What is the Christmas Island Dollar

The Christmas Island Dollar was the former currency of Christmas Island, a small Australian island in the Indian Ocean. The first person to sight the island was a British captain named Captain William Mynors, who sailed past it on December 25, 1643. Hence the name Christmas Island.

Breaking Down Christmas Island Dollar

The Christmas Island Dollar is now obsolete, as Christmas Island adopted the Australian dollar as its official currency.

Britain annexed Christmas Island in 1888. After World War II, Christmas Island became a jurisdiction of Singapore, until Singapre transferred the island to Australia in October 1958 for a payment of $20 million to cover the loss of earnings from the island's phosphate supply.

As of 2016, Christmas Island had an estimated population of a little more than 1,800 people. A significant portion of the island’s population come from Chinese ancestry, followed by Australian and Malay ancestry. Now, more than two-thirds of the island is a national park. The island also houses an Australian immigration detention center.

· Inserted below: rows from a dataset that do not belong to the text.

PR #1273, opened 2019-06-21
JAVA-2247: PagingIterable implementations should implement spliterator()

adutra:
I ran this [small benchmark](https://gist.github.com/adutra/7d6c15a403867c4e6f2d052249ecbc46), adapted from [here](https://www.airpair.com/java/posts/parallel-processing-of-io-based-data-with-java-streams), and that gave me the below results:

```
Start processing JDK stream
          Cores: 8
       CPU time: 70.60 s
      Real time: 18.00 s
CPU utilization: 49.01%

Start processing fixed-batch stream
          Cores: 8
       CPU time: 86.84 s
      Real time: 10.93 s
CPU utilization: 99.29%
```
So it does seem to improve things, specially in the case of parallel computation.

### DIFF
--- a/core/src/main/java/com/datastax/oss/driver/internal/core/PagingIterableWrapper.java
+++ b/core/src/main/java/com/datastax/oss/driver/internal/core/PagingIterableWrapper.java
@@ -48,7 +48,7 @@ public class PagingIterableWrapper<SourceT, TargetT> implements PagingIterable<T
   /**
    * Creates a {@link PagingIterableWrapper} for the given source. If {@code sized} is {@code true},
    * spliterators for this iterable will report {@link Spliterator#SIZED} and {@link
-   * Spliterator#SIZED} and their estimated size will be {@link #getAvailableWithoutFetching()}.
+   * Spliterator#SUBSIZED} and their estimated size will be {@link #getAvailableWithoutFetching()}.
    *
    * @param source The source to wrap.
    * @param elementMapper The element mapper.
--- a/core/src/main/java/com/datastax/oss/driver/internal/core/PagingIterableWrapper.java
+++ b/core/src/main/java/com/datastax/oss/driver/internal/core/PagingIterableWrapper.java
@@ -18,20 +18,48 @@ package com.datastax.oss.driver.internal.core;
 import com.datastax.oss.driver.api.core.PagingIterable;
 import com.datastax.oss.driver.api.core.cql.ColumnDefinitions;
 import com.datastax.oss.driver.api.core.cql.ExecutionInfo;
+import com.datastax.oss.driver.internal.core.cql.PagingIterableSpliterator;
 import com.datastax.oss.driver.shaded.guava.common.collect.AbstractIterator;
 import edu.umd.cs.findbugs.annotations.NonNull;
 import java.util.Iterator;
 import java.util.List;
+import java.util.Spliterator;
 import java.util.function.Function;
 
 public class PagingIterableWrapper<SourceT, TargetT> implements PagingIterable<TargetT> {
 
   private final PagingIterable<SourceT> source;
+  private final boolean sized;
   private final Iterator<TargetT> iterator;
 
+  /**
+   * Creates a {@link PagingIterableWrapper} for the given source, with unknown size. Spliterators
+   * for this iterable will never report {@link Spliterator#SIZED}.
+   *
+   * @param source The source to wrap.
+   * @param elementMapper The element mapper.
+   */
   public PagingIterableWrapper(
-      PagingIterable<SourceT> source, Function<? super SourceT, ? extends TargetT> elementMapper) {
+      @NonNull PagingIterable<SourceT> source,
+      @NonNull Function<? super SourceT, ? extends TargetT> elementMapper) {
+    this(source, elementMapper, false);
+  }
+
+  /**
+   * Creates a {@link PagingIterableWrapper} for the given source. If {@code size} is {@code true},
+   * spliterators for this iterable will report {@link Spliterator#SIZED} and {@link
+   * Spliterator#SIZED} and their estimated size will be {@link #getAvailableWithoutFetching()}.
+   *
+   * @param source The source to wrap.
+   * @param elementMapper The element mapper.
+   * @param sized Whether this iterable has a known size or not.
+   */
+  public PagingIterableWrapper(
+      @NonNull PagingIterable<SourceT> source,
+      @NonNull Function<? super SourceT, ? extends TargetT> elementMapper,
+      boolean sized) {
     this.source = source;
+    this.sized = sized;
     Iterator<SourceT> sourceIterator = source.iterator();
     this.iterator =
         new AbstractIterator<TargetT>() {
@@ -71,8 +99,26 @@ public class PagingIterableWrapper<SourceT, TargetT> implements PagingIterable<T
     return source.wasApplied();
   }
 
+  @NonNull
   @Override
   public Iterator<TargetT> iterator() {
     return iterator;
+  }
+
+  @NonNull
+  @Override
+  public Spliterator<TargetT> spliterator() {
+    PagingIterableSpliterator.Builder<TargetT> builder = PagingIterableSpliterator.builder(this);
+    if (sized) {
+      builder.withEstimatedSize(getAvailableWithoutFetching());
+    }
+    return builder.build();
+  }
+
+  @NonNull
+  @Override
+  public <NewTargetT> PagingIterable<NewTargetT> map(
+      Function<? super TargetT, ? extends NewTargetT> elementMapper) {
+    return new PagingIterableWrapper<>(this, elementMapper, sized);
   }
 }
--- a/core/src/main/java/com/datastax/oss/driver/internal/core/PagingIterableWrapper.java
+++ b/core/src/main/java/com/datastax/oss/driver/internal/core/PagingIterableWrapper.java
@@ -46,7 +46,7 @@ public class PagingIterableWrapper<SourceT, TargetT> implements PagingIterable<T
   }
 
   /**
-   * Creates a {@link PagingIterableWrapper} for the given source. If {@code size} is {@code true},
+   * Creates a {@link PagingIterableWrapper} for the given source. If {@code sized} is {@code true},
    * spliterators for this iterable will report {@link Spliterator#SIZED} and {@link
    * Spliterator#SIZED} and their estimated size will be {@link #getAvailableWithoutFetching()}.
    *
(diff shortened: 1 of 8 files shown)


core/src/main/java/com/datastax/oss/driver/internal/core/cql/PagingIterableSpliterator.java
```diff
@@ -0,0 +1,167 @@
...
+   * @param <ElementT> The iterable's element type
+   * @return a new {@link Builder}.
+   */
+  @NonNull
+  public static <ElementT> Builder<ElementT> builder(@NonNull PagingIterable<ElementT> iterable) {
+    return new Builder<>(iterable);
+  }
+
+  /** The default chunk size for {@link PagingIterableSpliterator}. */
+  public static final int DEFAULT_CHUNK_SIZE = 128;
```
adutra, line 43: I went for 128 after executing [this benchmark](https://gist.github.com/adutra/853609fead6938ff87db2b7902ecc55c). It gave me results like the ones below:

```
Benchmark                            (batchSize)  Mode  Cnt      Score       Error  Units
MyBenchmark.benchmarkPagingIterable           32  avgt    3   9948.614 ±  3767.967  ms/op
MyBenchmark.benchmarkPagingIterable          128  avgt    3   9825.762 ±  1232.689  ms/op
MyBenchmark.benchmarkPagingIterable          256  avgt    3  10804.523 ±  6801.505  ms/op
MyBenchmark.benchmarkPagingIterable          512  avgt    3  10721.407 ± 13054.991  ms/op
MyBenchmark.benchmarkPagingIterable         1024  avgt    3  11438.708 ±  3053.842  ms/op
```

integration-tests/src/test/java/com/datastax/oss/driver/api/core/cql/PagingIterableSpliteratorIT.java
```diff
@@ -0,0 +1,133 @@
...
+            .getContext()
+            .getConfig()
+            .getDefaultProfile()
+            .withInt(DefaultDriverOption.REQUEST_PAGE_SIZE, pageSize);
+    ResultSet result =
+        session.execute(
+            SimpleStatement.newInstance("SELECT v FROM test where k0 = 0")
+                .setExecutionProfile(profile));
+    Spliterator<Row> spliterator = result.spliterator();
+    if (pageSize > 20_000) {
```
tomekl007, line 88: why we are using `20_000` as a threshold value?

core/src/main/java/com/datastax/oss/driver/internal/core/cql/PagingIterableSpliterator.java
```diff
@@ -0,0 +1,167 @@
...
+   */
+  public PagingIterableSpliterator(@NonNull PagingIterable<ElementT> iterable) {
+    this(iterable, Long.MAX_VALUE, DEFAULT_CHUNK_SIZE);
+  }
+
+  private PagingIterableSpliterator(
+      @NonNull PagingIterable<ElementT> iterable, long estimatedSize, int chunkSize) {
+    this.iterable = Objects.requireNonNull(iterable, "iterable cannot be null");
+    this.estimatedSize = estimatedSize;
+    this.chunkSize = chunkSize;
```
tomekl007, line 64: shouldn't we add some upper bound validation for chunkSize? What if someone will pass here Integer.MAX_VALUE?
Probably we may get some out of memory exception here:
https://github.com/datastax/java-driver/pull/1273/files#diff-09b68e1e372fede23d398783e0f7b401R106

core/src/main/java/com/datastax/oss/driver/internal/core/cql/PagingIterableSpliterator.java
```diff
@@ -0,0 +1,167 @@
...
+    if (estimatedSize < Long.MAX_VALUE) {
+      characteristics =
+          Spliterator.ORDERED
```
tomekl007, line 67: do we need to make our iterator `ORDERED`?
If the order is not important maybe we could remove that flag - I suspect that it may have a potential influence on the performance (the unordered version may be faster than ordered)

core/src/main/java/com/datastax/oss/driver/internal/core/cql/PagingIterableSpliterator.java
```diff
@@ -0,0 +1,167 @@
...
+    if (row == null) {
+      return false;
+    }
+    action.accept(row);
+    return true;
+  }
+
+  @Override
+  @Nullable
+  public Spliterator<ElementT> trySplit() {
```
tomekl007, line 90: I wonder how do we relate to docs of `trySplit`:
```
  * An ideal {@code trySplit} method efficiently (without
     * traversal) divides its elements exactly in half, allowing
     * balanced parallel computation. Many departures from this ideal
     * remain highly effective;
```
I see that we are supporting a couple of ways to split (not only split in half)
Is it needed to give that support to a client?

core/src/main/java/com/datastax/oss/driver/internal/core/PagingIterableWrapper.java
```diff
@@ -18,20 +18,48 @@
...
+   */
   public PagingIterableWrapper(
-      PagingIterable<SourceT> source, Function<? super SourceT, ? extends TargetT> elementMapper) {
+      @NonNull PagingIterable<SourceT> source,
+      @NonNull Function<? super SourceT, ? extends TargetT> elementMapper) {
+    this(source, elementMapper, false);
+  }
+
+  /**
+   * Creates a {@link PagingIterableWrapper} for the given source. If {@code size} is {@code true},
```
olim7t:
```suggestion
   * Creates a {@link PagingIterableWrapper} for the given source. If {@code sized} is {@code true},
```

core/src/main/java/com/datastax/oss/driver/internal/core/PagingIterableWrapper.java
```diff
@@ -18,20 +18,48 @@
...
+   * spliterators for this iterable will report {@link Spliterator#SIZED} and {@link
+   * Spliterator#SIZED} and their estimated size will be {@link #getAvailableWithoutFetching()}.
```
olim7t:
```suggestion
   * Spliterator#SUBSIZED} and their estimated size will be {@link #getAvailableWithoutFetching()}.
```
(I think)

core/src/main/java/com/datastax/oss/driver/internal/core/cql/PagingIterableSpliterator.java
```diff
@@ -0,0 +1,167 @@
...
+
+  /**
+   * Creates a new {@link Builder} for {@link PagingIterableSpliterator} instances.
+   *
+   * @param iterable The {@link PagingIterable} to create a spliterator for.
+   * @param <ElementT> The iterable's element type
+   * @return a new {@link Builder}.
+   */
+  @NonNull
+  public static <ElementT> Builder<ElementT> builder(@NonNull PagingIterable<ElementT> iterable) {
```
olim7t, line 38: Nit: do we need that level of detail in javadocs for internal classes? This block doesn't really tell anything that isn't obvious from the method signature.

core/src/main/java/com/datastax/oss/driver/internal/core/cql/PagingIterableSpliterator.java
olim7t: I think `ORDERED` simply means that we get the elements in a deterministic order.

> Characteristic value signifying that an encounter order is defined for elements.

olim7t:
So, I don't understand how client code is supposed to use this.

I tried the following in `PagingIterableSpliteratorIT`:
```java
    SimpleStatement statement =
        SimpleStatement.builder("SELECT v FROM test where k0 = 0").setPageSize(100).build();
    ResultSet resultSet = session.execute(statement);
    Spliterator<Row> split1 = resultSet.spliterator();
    Spliterator<Row> split2 = split1.trySplit();

    int count1 = 0;
    while (split1.tryAdvance(row -> {})) {
      count1 += 1;
    }
    int count2 = 0;
    while (split2.tryAdvance(row -> {})) {
      count2 += 1;
    }

    System.out.println(count1); // 19872
    System.out.println(count2); // 128
```
The two splits are not balanced at all. Which is quite obvious since you would have to consume the whole result set to figure out the middle. This circles back to the docs that Tomasz pointed to:
> An ideal trySplit method efficiently (without traversal) divides its elements exactly in half

So how would I parallel process a result set that spans multiple pages?

integration-tests/src/test/java/com/datastax/oss/driver/api/core/cql/PagingIterableSpliteratorIT.java
adutra: I just picked a number that is big enough to exercise spliterators in a large data stream.

core/src/main/java/com/datastax/oss/driver/internal/core/cql/PagingIterableSpliterator.java
adutra: But what value? That is the question. If someone passes `Integer.MAX_VALUE` he's shooting himself in the foot.

core/src/main/java/com/datastax/oss/driver/internal/core/cql/PagingIterableSpliterator.java
adutra: Yes, `ORDERED` is different from `SORTED`.

core/src/main/java/com/datastax/oss/driver/internal/core/cql/PagingIterableSpliterator.java
adutra: It's impossible to split a non-`SIZED` stream in two halfs of same size. The next best thing to do is to split in chunks of equal size.

adutra:
> So, I don't understand how client code is supposed to use this.

"Normal" client code is not supposed to use spliterators directly, spliterators are just a support for creating streams. You should only be doing like below:

```
ResultSet result = session.execute(...);
long result = StreamSupport.stream(result.spliterator(), true).filter(...).map(...).count();
```

And your stream will be consumed in parallel using splits generated by the spliterator.

> The two splits are not balanced at all.

That is not the intent. Don't get fooled by the javadocs of `trySplit`: it's impossible to split a stream of unknown size in two chunks of equal size. The strategy here is to create splits of fixed size, which is why you are seeing a first split of size 128.

The algorithm used here creates an unbalanced tree of splits as follows:
```
   |
  / \
128  |
    / \
  128  |
      / \
    128 etc.
```

olim7t:
OK I think I get it, the threads who got the small chunks will steal new chunks from the original spliterator once they're done, correct?

adutra:
> OK I think I get it, the threads who got the small chunks will steal new chunks from the original spliterator once they're done, correct?

Correct with one condition: if the process is executed on a work-stealing pool such as the `ForkJoinPool` (which is the case if you call `StreamSupport.stream()`.

olim7t (approved):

The island's economy consists of tourism and a phosphate extraction industry that is dwindling.

Transition from the Christmas Island dollar to the Australian Dollar

The legal tender used on Christmas Island is now the Australian dollar (AUD) which is the official currency of the Commonwealth of Australia. It is made up of 100 cents and is represented with the symbol $, A$ or AU$.

The Australian dollar is also the official currency for the Pacific islands of Nauru, Tuvalu and Kiribati as well as Norfolk Island. Australia is the world’s 13th largest economy, and its economic and political stability has made its currency highly traded, as the Australian dollar is the fifth most traded currency in the world.

This switch from the use of a local currency to the use of another jurisdiction's currency is called dollarization or currency substitution and is a common phenomenon. 

Unlike the case of Christmas Island which became an Australian territory, dollarization sometimes also takes place in developing countries that have unstable economies or weak central governments. The primary benefits offered by dollarization include economic stability, attracting domestic and foreign investment, and the ability to counter high inflation.

The process of dollarization can either be partial or full. When partial dollarization takes place, a portion of a country’s assets are held in the adopted foreign currency. Other countries that have undergone dollarization include Zimbabwe, Ecuador and El Salvador.